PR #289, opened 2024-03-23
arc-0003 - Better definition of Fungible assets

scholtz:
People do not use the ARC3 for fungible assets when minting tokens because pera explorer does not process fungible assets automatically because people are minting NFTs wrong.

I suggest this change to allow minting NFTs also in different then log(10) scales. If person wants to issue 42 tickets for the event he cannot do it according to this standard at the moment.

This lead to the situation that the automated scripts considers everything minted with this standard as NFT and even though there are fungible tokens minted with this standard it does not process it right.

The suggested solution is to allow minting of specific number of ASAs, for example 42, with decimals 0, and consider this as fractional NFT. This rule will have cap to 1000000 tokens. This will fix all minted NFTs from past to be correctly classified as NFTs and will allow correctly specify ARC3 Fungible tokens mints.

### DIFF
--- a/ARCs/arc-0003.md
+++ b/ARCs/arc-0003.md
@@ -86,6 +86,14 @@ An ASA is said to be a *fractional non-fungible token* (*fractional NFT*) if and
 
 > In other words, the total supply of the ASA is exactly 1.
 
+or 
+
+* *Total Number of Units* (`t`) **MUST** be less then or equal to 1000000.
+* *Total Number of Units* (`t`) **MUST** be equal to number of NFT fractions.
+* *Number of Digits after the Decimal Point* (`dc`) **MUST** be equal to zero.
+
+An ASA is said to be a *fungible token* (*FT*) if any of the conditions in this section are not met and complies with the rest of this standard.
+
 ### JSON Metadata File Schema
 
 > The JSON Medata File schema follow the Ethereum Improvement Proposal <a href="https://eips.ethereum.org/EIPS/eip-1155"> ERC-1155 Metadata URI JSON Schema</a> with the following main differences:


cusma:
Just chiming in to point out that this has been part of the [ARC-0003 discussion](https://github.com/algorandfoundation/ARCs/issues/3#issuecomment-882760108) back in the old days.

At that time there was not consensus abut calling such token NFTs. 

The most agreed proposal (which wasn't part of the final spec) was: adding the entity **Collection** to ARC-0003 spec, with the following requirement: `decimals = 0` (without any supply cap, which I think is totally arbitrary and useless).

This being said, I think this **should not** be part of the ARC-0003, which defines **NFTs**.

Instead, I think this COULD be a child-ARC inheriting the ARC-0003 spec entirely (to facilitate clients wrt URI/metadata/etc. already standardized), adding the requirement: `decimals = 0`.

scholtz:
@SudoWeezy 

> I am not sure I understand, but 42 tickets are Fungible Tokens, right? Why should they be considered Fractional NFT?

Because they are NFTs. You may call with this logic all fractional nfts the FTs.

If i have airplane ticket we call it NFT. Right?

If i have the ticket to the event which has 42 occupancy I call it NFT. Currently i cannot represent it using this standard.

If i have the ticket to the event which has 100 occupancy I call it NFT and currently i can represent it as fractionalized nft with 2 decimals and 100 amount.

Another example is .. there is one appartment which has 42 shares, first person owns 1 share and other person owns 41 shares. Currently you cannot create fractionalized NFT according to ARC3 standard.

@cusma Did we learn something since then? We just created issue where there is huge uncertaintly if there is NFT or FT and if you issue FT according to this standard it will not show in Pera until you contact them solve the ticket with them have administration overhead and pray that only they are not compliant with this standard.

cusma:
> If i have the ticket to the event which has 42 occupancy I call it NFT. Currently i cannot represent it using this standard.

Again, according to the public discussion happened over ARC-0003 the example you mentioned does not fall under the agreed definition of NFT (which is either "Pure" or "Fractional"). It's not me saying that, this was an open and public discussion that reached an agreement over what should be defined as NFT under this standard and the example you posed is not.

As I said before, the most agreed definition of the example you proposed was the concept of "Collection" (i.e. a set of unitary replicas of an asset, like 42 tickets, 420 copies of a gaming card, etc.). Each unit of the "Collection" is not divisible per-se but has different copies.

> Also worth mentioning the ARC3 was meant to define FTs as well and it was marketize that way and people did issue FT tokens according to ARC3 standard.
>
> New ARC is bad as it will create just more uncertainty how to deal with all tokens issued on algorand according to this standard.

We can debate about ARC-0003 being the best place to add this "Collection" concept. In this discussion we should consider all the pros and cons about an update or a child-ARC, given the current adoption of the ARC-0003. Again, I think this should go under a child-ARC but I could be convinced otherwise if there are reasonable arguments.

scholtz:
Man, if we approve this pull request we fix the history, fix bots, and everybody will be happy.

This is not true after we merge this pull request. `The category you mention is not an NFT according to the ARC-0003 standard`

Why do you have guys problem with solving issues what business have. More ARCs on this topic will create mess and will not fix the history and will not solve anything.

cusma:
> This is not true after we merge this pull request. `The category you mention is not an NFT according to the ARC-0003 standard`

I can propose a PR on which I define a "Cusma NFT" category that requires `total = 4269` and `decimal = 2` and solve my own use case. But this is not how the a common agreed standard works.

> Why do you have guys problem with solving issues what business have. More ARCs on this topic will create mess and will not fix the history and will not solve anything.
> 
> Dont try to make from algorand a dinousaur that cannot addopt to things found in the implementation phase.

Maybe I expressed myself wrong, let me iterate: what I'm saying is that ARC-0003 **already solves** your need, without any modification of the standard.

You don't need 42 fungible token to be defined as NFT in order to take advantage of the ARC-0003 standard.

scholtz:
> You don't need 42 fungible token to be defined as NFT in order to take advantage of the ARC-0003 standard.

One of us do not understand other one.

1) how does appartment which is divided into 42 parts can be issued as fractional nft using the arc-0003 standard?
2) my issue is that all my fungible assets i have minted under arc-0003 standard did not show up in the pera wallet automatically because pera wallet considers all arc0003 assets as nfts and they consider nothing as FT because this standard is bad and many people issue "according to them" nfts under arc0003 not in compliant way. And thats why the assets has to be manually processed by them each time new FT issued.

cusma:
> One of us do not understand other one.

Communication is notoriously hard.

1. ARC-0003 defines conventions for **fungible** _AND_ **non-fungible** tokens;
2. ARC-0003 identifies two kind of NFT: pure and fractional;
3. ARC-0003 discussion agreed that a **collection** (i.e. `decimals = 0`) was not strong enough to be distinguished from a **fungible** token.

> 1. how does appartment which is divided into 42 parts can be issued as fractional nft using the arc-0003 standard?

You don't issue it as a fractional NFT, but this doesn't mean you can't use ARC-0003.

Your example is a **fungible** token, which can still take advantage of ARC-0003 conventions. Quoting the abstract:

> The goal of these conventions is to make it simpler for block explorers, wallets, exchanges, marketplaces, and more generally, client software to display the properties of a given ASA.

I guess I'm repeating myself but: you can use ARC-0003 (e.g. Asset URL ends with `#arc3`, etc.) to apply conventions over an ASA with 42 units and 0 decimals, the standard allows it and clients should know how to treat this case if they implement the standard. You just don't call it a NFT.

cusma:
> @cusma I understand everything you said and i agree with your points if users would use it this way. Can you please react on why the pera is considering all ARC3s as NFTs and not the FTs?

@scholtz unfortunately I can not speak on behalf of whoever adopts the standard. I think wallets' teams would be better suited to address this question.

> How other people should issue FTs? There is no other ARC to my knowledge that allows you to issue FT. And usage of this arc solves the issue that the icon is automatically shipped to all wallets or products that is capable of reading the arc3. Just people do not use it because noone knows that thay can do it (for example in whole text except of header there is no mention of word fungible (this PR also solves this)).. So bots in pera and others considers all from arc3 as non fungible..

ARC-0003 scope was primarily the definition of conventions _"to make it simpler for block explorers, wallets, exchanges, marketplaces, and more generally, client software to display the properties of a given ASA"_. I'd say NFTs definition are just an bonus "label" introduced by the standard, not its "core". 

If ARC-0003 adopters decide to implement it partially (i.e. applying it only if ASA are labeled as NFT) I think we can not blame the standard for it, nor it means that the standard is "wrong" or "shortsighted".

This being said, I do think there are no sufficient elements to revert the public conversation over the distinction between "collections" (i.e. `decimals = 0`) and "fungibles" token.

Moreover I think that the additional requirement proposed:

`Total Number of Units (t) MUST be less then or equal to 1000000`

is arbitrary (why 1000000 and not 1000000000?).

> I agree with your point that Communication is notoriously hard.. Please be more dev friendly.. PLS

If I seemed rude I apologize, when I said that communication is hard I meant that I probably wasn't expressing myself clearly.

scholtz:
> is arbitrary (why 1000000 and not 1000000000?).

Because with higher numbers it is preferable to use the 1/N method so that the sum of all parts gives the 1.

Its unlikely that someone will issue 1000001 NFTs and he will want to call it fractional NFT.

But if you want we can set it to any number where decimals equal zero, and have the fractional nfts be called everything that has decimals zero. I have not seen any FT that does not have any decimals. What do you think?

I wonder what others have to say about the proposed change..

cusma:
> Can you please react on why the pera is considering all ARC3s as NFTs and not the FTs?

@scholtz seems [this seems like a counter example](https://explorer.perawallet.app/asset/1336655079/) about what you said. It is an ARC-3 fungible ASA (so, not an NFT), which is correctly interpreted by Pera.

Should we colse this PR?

= = =

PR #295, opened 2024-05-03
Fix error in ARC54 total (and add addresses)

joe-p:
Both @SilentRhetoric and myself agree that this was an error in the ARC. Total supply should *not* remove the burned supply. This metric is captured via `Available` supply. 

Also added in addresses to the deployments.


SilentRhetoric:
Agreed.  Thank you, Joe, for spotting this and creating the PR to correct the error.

= = =

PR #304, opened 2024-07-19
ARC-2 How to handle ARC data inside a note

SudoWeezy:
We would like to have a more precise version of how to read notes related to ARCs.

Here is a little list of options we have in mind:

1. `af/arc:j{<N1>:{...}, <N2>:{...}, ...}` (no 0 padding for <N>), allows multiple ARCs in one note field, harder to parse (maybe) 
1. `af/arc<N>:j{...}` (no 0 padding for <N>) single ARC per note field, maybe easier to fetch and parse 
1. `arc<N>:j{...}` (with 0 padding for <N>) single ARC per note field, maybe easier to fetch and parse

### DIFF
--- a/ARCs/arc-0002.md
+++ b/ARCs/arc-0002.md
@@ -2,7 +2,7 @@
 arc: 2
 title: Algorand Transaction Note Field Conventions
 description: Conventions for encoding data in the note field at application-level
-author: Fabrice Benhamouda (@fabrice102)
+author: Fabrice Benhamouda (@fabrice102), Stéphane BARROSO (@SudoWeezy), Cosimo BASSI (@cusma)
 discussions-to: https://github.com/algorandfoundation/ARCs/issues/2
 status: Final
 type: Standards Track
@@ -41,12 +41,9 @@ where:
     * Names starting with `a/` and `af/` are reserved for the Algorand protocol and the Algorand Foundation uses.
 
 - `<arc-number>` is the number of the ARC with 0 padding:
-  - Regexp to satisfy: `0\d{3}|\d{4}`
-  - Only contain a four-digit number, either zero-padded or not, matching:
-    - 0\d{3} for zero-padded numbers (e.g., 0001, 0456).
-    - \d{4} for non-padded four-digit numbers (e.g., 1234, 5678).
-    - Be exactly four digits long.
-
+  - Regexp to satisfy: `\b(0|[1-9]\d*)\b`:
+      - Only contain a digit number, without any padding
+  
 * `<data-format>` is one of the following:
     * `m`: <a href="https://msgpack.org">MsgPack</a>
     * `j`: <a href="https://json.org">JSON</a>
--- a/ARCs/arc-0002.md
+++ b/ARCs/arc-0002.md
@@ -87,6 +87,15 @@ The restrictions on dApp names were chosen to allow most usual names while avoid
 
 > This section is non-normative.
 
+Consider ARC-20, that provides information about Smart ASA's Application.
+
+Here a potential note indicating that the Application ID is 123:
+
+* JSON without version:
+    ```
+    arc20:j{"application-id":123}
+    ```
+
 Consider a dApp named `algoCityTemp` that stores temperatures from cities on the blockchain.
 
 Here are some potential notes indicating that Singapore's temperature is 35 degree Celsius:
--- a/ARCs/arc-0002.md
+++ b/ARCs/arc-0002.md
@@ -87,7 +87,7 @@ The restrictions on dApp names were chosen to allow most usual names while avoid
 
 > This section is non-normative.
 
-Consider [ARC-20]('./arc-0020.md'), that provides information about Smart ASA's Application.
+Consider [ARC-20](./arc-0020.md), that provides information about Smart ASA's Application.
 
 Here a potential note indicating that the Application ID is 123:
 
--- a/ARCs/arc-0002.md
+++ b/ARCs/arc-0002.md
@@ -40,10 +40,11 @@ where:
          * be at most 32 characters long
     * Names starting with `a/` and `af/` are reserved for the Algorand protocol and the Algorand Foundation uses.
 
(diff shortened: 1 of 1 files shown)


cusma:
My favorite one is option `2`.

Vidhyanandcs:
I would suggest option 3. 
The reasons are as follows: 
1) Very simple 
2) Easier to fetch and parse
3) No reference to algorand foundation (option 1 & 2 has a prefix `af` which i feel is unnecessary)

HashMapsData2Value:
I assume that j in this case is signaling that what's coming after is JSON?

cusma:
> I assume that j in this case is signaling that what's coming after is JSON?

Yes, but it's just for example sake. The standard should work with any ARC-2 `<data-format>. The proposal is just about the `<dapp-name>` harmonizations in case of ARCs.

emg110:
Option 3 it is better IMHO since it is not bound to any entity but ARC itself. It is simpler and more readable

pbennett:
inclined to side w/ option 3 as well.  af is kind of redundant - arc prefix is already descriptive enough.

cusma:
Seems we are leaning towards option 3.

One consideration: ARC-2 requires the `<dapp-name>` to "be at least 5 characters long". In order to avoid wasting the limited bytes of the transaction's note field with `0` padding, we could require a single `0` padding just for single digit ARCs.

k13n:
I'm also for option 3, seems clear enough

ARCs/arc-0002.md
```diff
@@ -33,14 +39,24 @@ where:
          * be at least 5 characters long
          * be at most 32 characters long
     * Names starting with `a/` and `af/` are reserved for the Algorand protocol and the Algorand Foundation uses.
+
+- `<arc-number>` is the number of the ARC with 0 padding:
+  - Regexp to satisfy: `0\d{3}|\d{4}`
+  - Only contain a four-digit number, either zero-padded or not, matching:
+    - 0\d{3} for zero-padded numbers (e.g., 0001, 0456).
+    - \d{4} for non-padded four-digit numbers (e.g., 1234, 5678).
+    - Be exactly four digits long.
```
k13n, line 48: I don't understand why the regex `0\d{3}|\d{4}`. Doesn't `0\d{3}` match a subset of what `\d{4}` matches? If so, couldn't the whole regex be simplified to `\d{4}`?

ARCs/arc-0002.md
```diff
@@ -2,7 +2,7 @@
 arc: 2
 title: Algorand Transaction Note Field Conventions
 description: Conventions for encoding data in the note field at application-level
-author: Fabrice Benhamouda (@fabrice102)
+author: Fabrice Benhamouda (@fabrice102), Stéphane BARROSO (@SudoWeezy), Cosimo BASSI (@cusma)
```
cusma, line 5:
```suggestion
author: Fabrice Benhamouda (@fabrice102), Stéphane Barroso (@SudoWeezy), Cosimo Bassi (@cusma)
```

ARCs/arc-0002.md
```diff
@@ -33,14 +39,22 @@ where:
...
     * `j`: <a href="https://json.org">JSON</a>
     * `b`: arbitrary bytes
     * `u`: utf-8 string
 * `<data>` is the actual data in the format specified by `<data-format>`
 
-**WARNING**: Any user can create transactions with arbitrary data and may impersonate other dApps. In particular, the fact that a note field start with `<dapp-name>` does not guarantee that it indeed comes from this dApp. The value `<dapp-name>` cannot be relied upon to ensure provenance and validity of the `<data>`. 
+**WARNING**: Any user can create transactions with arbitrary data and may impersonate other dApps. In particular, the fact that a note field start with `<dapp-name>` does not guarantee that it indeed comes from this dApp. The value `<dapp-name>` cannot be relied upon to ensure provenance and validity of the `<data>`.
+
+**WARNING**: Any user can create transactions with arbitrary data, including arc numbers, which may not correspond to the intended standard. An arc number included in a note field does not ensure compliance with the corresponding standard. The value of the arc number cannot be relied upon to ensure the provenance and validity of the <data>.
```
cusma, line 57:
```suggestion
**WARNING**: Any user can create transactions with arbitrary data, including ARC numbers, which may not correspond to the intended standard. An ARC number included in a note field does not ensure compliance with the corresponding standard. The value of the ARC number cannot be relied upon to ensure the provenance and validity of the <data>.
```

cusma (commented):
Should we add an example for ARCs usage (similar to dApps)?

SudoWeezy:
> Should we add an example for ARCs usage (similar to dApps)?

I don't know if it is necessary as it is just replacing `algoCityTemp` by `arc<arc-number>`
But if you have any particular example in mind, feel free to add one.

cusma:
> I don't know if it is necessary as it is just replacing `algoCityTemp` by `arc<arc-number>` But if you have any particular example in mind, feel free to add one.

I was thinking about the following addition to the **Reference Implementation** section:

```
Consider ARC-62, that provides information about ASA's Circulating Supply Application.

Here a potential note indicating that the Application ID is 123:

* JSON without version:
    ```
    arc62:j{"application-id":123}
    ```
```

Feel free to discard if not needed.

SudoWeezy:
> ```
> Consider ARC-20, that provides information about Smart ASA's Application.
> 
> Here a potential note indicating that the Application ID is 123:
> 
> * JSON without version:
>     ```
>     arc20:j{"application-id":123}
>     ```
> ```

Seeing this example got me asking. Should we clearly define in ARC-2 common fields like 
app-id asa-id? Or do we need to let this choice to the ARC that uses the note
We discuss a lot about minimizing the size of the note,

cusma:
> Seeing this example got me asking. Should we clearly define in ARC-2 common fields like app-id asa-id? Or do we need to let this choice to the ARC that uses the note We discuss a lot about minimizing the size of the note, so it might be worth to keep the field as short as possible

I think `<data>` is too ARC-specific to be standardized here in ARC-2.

= = =

◆ **WHAT IS EXPECTED**
Search the records for the word "asking". Copy every line that has it.

◆ **RESPONSE TO THE EXERCISE**
Seeing this example got me asking. Should we clearly define in ARC-2 common fields like 
> Seeing this example got me asking. Should we clearly define in ARC-2 common fields like app-id asa-id? Or do we need to let this choice to the ARC that uses the note We discuss a lot about minimizing the size of the note, so it might be worth to keep the field as short as possible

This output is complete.